Son Flunked out of College During Covid

Anonymous
Anonymous wrote:
Anonymous wrote:My son went to college during the beginning of Covid. Complete disaster. He stayed 3 semesters. He was at school with online classes. He didn't even meet with a counselor until his sophomore year.

He is now 20 and ready to return to college, but wants to go somewhere else. Any other parent dealing with this. How do you explain grades? Is the horror of Covid a good excuse. What are kids doing.

I know there were a lot of kids like him. How are colleges looking at them?

Please help.


OP thousands and thousands, tens of thousands hundreds of thousands kids attended college during covid and did not flunk out.

While covid was a thing it is not the only reason your kid failed out. It is not even in the top five. Try again.

Grades they go to community college for two years. Then they transfer.



As a complete stranger online, how you could POSSIBLY make such an assessment?
Anonymous
I have a child who is struggling in high school very much because she had to attend freshman year virtually. She didn't get a transition year, and just hasn't been able to pull it together since.

Some kids are very much flailing since Covid. Some did fine, sure. But please don't act like it wasn't a huge deal for so many students.
Anonymous
Anonymous wrote:
Anonymous wrote:I flunked out long before Covid. I went to community college for a year then graduated from the state flagship. That's what your son will do.

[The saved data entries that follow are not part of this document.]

PR #3477, opened 2023-06-14
Allow setting custom auto-lock timer

### LINKED ISSUE #3471: Custom auto lock
https://www.figma.com/file/q8gfu9XTbYBF07KMnDCtsD/UI---Dark?type=design&node-id=19917-393091&t=fyoGFeYaBK5ATloJ-4

This config value will replace the constants `MAX_KEYRING_IDLE_TIME` and `MAX_OUTSIDE_IDLE_TIME`:

https://github.com/tahowallet/extension/blob/e3cad978d45a3528d3df9e87bb772810486c003d/background/services/keyring/index.ts#L25-L26

For now, the two should end up with the same value.

It would make sense for `KeyringService` to gain a dependency on `PreferencesService` and update its internal lock time based on configuration adjustments via event emissions. When that setting is updated, it would probably also make sense to call `autolockIfNeeded`, so that if the user drops the max idle time to an amount that is < the current idle time, the keyring locks immediately.

hyphenized:
Closes #3471

Adds a dropdown on settings to allow changing the maximum amount of time the wallet can remain idle before locking signing. This new setting is updated through an async thunk which triggers an event to also handle the change on the keyring service. The data is persisted on preferences db and exposed through redux to the UI.

## Testing Env

```
SUPPORT_CUSTOM_AUTOLOCK=true
```

## To Test
- [x] Import an account
- [x] Lock and unlock your wallet
- [x] Head to settings, change auto-lock time
- [x] Change your system's date or change the options [here](https://github.com/tahowallet/extension/blob/be6fae78bd7949cd5e4d8f37c882152d00e8141d/ui/pages/Settings.tsx#L308), test that different time options work correctly
- [x] If the wallet has been idle for 10 minutes and the current auto lock setting changes to from 15 minutes to 5, the wallet should lock itself.

Latest build: [extension-builds-3477](https://github.com/tahowallet/extension/suites/13795656037/artifacts/764974743) (as of Thu, 22 Jun 2023 16:11:15 GMT).


background/redux-slices/ui.ts
```diff
@@ -267,6 +279,20 @@ export const addNetworkUserResponse = createBackgroundAsyncThunk(
   }
 )
 
+export const updateAutoLockTimer = createBackgroundAsyncThunk(
+  "ui/updateAutoLockTimer",
+  // TODO: Switch to fixed set of values?
```
jagodarybacka, line 284: I think it is fine, we have the "switch" implemented on the UI side anyway

jagodarybacka (commented):
Haven't tested yet, some quick comments

background/services/keyring/index.ts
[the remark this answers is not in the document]
Shadowfiend: Yes let’s use that as base please. Should have said that earlier and not referenced main in the issue, sorry folks 😕

background/redux-slices/ui.ts
Shadowfiend: Correct, I think the view is the only place we should keep these fixed, the rest of the code should be flexible. We can drop the TODO.

background/services/keyring/index.ts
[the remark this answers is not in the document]
hyphenized: All good diff isn't that big

jagodarybacka:
Hmm, Github isn't running checks for PRs to non-main branches, there is a problem with nonexisting variable reference, I'll fix it quickly

jagodarybacka:
if we are dropping a flag for private keys then I think we can release this thing in the same release as well and we can omit the feature flag here 🤔

jagodarybacka (approved):
Updated with the newest main changes so we can QA it here. Overall looks wonderful! I think we can drop the flag 🏳️

background/services/preferences/defaults.ts
```diff
@@ -1,7 +1,9 @@
-import { ETHEREUM, USD } from "../../constants"
+import { ETHEREUM, MINUTE, USD } from "../../constants"
 import { storageGatewayURL } from "../../lib/storage-gateway"
 import { Preferences } from "./types"
 
+export const DEFAULT_AUTOLOCK_TIMER = 60 * MINUTE
```
Shadowfiend, line 5: Let's use the term `interval` or `time` (as the previous variables used), a timer is a thing that keeps time, whereas this is just the interval we want to use for our timer.

background/services/internal-signer/index.ts
```diff
@@ -170,12 +169,17 @@ export default class InternalSignerService extends BaseService<Events> {
    */
   lastOutsideActivity: UNIXTime | undefined
 
-  static create: ServiceCreatorFunction<Events, InternalSignerService, []> =
-    async () => {
-      return new this()
-    }
+  #internalAutoLockTimer: UNIXTime = DEFAULT_AUTOLOCK_TIMER
```
Shadowfiend, line 172: This isn't a timestamp, it's an interval, so we can let the type be inferred.

ui/pages/Settings.tsx
```diff
@@ -302,6 +318,63 @@ export default function Settings(): ReactElement {
     ),
   }
 
+  const autoLockOptions = [
+    { label: "5", value: String(5 * MINUTE) },
+    { label: "15", value: String(15 * MINUTE) },
+    { label: "30", value: String(30 * MINUTE) },
+    { label: "60", value: String(60 * MINUTE) },
+  ]
```
Shadowfiend, line 326: Let's lift this to the top level and ALL_CAPS it as we've done with other constants we're referencing that don't rely on scope.

ui/pages/Settings.tsx
```diff
@@ -324,7 +397,7 @@ export default function Settings(): ReactElement {
     ),
   }
 
-  const settings = Object.values({
+  const settings: SettingsList = {
```
Shadowfiend, line 400: Any reason this isn't just an array? Doesn't look like we're using the key for anything.

It actually feels like we could straightforwardly use the key for i18n purposes, iterating `Object.entries` and skipping the `title` field, so we have a `{ [titleKey: string]: SettingsItem[] }`.

Not blocking ofc.

Shadowfiend (changes requested):
Left a couple of notes around naming, typing, and data flow.

ui/pages/Settings.tsx
hyphenized: No reason but also didn't consider it blocking. We could use `Object.entries` but we'd have to do some casting since translations are typed and expect a valid dictionary key.

jagodarybacka: This is already changed here and on [Flashbots PR](https://github.com/tahowallet/extension/blob/39d1c9b3bf7b0479ce1d6652f8e4ff6642043fea/ui/pages/Settings.tsx) as it was causing conflicts, I think we should unify it separately from both PRs to make them all compatible

Shadowfiend: > We could use Object.entries but we'd have to do some casting since translations are typed and expect a valid dictionary key.

I hate this about `Object.entries` 🙃

jagodarybacka:
@hyphenized could you resolve conflicts? I can test it one more time and I think it will be good to go

jagodarybacka:
I realized we are not mentioning what unit we are using here, pretty obvious that these are minutes but maybe not 🤔 cc @VladUXUI 
image

jagodarybacka (approved):
Works fine ✅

Did you just pretend that year did not happen or did you have to submit grades from your failed year?


To enroll in the state flagship, I sent transcripts from the community college and from the college I flunked out of, which included a good (passing) freshman year as well as the disaster sophomore year.

The flunk-out is a total non-issue now. Obviously never put it on a resume because I didn't get a degree from there.
Anonymous
OP this is what happens.

Any student can go to community college.

Since you are so bent out of shape your kid is using your monies my advice is to have them take out loans for community college any classes they get A's & B's in you pay them back after the semester is over. C or below gets no money.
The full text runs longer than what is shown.